> **INSTRUCTIONS TO FOLLOW**:
Using the records below, quote only the span that opens with the line containing "Closes #2627" and closes with the line containing "### Changes", exactly and inclusively.

╭─ DATA SHOWN

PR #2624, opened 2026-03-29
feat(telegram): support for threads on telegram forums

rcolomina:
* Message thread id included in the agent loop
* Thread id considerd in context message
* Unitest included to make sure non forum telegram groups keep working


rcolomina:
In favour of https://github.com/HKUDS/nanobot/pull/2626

╰─
╭─ DATA SHOWN

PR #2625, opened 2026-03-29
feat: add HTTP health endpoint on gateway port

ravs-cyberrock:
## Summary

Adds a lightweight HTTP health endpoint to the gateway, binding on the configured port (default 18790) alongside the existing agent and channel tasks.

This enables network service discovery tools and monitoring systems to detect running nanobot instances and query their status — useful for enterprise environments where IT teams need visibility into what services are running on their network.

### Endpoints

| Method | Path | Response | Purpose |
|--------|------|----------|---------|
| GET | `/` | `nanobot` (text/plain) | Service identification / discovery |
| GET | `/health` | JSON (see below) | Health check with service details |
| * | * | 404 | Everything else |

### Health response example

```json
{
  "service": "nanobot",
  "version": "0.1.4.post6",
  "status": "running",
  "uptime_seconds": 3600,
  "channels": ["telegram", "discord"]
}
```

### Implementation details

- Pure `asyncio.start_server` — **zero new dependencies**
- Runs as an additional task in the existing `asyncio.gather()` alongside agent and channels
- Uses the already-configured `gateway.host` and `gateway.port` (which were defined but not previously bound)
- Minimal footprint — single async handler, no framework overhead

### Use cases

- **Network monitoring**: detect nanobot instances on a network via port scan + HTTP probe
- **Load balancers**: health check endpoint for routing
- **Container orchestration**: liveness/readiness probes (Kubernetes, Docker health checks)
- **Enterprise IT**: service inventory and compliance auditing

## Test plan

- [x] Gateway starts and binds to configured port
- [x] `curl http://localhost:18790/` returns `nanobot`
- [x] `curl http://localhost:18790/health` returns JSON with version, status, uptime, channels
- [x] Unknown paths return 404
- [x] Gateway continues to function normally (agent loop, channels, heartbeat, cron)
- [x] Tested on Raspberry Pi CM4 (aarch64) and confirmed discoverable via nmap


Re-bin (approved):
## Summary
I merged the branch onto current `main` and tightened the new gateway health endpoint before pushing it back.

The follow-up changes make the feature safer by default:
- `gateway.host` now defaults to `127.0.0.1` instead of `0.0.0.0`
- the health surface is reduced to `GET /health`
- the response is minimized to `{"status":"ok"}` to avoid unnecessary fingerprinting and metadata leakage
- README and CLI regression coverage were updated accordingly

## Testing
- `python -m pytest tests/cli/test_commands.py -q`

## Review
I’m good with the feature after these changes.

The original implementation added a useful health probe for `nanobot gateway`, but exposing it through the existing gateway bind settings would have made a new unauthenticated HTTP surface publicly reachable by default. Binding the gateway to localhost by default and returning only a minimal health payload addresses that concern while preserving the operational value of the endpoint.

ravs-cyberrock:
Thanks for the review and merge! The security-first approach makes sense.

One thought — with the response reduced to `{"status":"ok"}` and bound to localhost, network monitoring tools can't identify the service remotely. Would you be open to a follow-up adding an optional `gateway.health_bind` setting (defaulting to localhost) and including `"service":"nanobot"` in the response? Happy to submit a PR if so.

╰─
╭─ DATA SHOWN

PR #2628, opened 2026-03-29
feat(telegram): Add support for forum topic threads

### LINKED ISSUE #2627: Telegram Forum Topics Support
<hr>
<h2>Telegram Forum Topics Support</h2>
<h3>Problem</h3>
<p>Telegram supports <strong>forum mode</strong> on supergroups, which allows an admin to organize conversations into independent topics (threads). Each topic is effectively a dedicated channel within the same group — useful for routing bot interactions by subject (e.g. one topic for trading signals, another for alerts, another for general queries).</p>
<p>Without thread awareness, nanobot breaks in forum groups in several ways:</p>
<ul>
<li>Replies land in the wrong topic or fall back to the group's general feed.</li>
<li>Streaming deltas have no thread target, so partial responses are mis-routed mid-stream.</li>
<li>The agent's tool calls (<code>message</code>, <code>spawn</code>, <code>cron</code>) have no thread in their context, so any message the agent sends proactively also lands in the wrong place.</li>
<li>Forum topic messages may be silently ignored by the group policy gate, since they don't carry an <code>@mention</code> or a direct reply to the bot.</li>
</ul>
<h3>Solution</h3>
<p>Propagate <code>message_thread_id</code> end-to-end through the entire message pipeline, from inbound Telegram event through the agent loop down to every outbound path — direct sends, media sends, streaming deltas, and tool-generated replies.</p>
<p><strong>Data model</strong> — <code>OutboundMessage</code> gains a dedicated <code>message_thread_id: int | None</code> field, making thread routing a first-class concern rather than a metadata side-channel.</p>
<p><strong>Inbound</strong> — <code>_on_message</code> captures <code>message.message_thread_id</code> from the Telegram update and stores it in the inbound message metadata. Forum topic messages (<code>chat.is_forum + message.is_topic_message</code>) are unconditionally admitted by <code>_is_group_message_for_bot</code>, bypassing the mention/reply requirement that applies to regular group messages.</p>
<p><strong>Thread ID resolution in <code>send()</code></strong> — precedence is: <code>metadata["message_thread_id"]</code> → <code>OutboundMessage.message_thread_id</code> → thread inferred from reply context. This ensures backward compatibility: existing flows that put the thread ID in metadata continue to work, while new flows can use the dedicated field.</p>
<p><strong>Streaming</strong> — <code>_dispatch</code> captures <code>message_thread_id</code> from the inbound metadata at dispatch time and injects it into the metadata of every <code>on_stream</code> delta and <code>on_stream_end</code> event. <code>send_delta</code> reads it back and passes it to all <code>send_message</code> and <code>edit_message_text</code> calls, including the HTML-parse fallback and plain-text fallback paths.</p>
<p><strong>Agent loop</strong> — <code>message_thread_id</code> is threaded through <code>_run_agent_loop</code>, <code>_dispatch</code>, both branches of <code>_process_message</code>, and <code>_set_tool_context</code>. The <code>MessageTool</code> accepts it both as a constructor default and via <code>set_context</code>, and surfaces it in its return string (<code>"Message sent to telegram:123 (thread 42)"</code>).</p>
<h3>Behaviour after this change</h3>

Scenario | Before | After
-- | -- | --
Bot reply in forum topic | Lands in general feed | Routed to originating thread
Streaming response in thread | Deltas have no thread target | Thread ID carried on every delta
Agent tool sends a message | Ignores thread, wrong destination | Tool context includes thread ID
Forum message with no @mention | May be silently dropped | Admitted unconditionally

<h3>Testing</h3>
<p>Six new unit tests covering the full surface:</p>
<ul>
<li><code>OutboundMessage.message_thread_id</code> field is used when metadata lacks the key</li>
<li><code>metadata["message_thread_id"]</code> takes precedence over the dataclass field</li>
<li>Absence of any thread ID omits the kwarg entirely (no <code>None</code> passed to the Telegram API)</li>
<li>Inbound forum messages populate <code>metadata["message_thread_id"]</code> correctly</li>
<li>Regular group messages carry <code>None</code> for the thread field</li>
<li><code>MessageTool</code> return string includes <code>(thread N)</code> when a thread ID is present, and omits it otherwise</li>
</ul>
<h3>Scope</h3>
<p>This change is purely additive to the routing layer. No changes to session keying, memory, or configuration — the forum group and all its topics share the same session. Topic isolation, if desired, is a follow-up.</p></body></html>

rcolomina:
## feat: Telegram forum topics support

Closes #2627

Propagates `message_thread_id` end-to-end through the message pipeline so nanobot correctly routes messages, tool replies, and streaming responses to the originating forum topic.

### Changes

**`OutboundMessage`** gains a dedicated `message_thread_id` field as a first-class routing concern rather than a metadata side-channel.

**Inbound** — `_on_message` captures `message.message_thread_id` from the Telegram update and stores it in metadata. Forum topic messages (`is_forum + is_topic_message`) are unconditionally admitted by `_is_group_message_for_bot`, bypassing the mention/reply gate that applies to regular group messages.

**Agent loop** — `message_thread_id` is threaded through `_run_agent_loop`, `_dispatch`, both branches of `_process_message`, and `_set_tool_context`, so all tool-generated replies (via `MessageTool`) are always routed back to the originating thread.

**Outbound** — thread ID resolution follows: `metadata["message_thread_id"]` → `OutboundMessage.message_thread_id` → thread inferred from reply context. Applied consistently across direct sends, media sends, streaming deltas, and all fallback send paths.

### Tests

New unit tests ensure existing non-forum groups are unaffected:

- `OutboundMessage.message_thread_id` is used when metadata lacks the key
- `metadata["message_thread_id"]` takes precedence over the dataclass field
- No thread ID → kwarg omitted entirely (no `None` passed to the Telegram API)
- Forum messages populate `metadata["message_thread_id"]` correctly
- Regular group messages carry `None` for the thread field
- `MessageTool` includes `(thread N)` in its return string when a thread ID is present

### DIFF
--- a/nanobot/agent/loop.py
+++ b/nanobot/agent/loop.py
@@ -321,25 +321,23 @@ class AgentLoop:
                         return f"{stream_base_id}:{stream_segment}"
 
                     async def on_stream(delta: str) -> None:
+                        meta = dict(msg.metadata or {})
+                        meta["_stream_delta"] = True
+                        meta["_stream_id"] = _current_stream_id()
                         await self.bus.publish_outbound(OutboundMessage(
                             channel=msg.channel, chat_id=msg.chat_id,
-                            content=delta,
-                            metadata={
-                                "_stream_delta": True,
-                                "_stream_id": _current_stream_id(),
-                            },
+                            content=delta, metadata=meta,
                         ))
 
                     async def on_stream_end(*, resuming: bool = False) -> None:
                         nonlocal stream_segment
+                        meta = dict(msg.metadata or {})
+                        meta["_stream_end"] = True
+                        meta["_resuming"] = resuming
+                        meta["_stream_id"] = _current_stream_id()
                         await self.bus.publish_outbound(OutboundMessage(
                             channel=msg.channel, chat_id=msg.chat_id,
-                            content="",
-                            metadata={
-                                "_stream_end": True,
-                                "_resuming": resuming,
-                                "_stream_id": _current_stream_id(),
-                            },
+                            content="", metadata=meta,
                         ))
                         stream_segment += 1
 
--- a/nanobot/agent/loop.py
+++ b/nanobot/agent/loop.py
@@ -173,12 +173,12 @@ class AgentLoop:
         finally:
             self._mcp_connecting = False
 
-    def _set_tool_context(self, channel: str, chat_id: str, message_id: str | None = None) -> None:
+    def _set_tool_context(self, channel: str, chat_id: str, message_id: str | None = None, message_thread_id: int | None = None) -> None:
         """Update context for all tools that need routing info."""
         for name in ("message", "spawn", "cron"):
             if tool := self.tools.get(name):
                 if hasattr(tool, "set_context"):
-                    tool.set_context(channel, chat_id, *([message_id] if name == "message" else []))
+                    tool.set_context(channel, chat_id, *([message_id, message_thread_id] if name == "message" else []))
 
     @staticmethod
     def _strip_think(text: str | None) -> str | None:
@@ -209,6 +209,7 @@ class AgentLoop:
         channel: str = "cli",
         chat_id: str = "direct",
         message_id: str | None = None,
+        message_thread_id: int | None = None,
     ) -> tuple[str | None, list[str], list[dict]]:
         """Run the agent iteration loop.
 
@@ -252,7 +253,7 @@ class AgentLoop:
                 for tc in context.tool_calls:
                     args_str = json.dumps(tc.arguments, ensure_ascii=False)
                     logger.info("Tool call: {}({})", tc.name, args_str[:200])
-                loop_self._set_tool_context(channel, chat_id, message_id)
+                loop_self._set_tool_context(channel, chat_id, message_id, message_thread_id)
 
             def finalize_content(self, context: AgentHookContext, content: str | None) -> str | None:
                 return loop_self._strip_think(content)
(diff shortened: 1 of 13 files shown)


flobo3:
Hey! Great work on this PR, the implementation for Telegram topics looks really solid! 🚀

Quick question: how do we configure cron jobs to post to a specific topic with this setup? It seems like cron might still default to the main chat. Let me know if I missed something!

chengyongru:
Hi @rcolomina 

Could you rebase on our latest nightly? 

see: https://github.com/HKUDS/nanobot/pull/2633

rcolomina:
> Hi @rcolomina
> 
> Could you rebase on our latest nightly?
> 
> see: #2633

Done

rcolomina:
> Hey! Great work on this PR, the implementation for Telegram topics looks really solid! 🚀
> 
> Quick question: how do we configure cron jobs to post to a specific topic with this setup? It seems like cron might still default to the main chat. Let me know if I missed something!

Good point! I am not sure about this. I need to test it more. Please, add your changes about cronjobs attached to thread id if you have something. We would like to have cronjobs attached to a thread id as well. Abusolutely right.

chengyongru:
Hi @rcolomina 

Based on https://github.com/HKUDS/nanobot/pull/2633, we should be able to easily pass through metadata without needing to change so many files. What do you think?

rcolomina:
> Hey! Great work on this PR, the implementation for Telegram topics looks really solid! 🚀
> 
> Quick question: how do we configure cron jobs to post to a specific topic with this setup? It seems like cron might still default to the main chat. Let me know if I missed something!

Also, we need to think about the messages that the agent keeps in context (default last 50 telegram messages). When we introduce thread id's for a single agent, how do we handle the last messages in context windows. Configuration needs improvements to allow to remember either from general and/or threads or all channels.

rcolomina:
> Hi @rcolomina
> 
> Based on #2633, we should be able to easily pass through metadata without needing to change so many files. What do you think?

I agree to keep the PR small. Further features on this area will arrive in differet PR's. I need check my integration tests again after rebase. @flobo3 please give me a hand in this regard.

╰─

> **COMPLETED TASK**:
Closes #2627

Propagates `message_thread_id` end-to-end through the message pipeline so nanobot correctly routes messages, tool replies, and streaming responses to the originating forum topic.

### Changes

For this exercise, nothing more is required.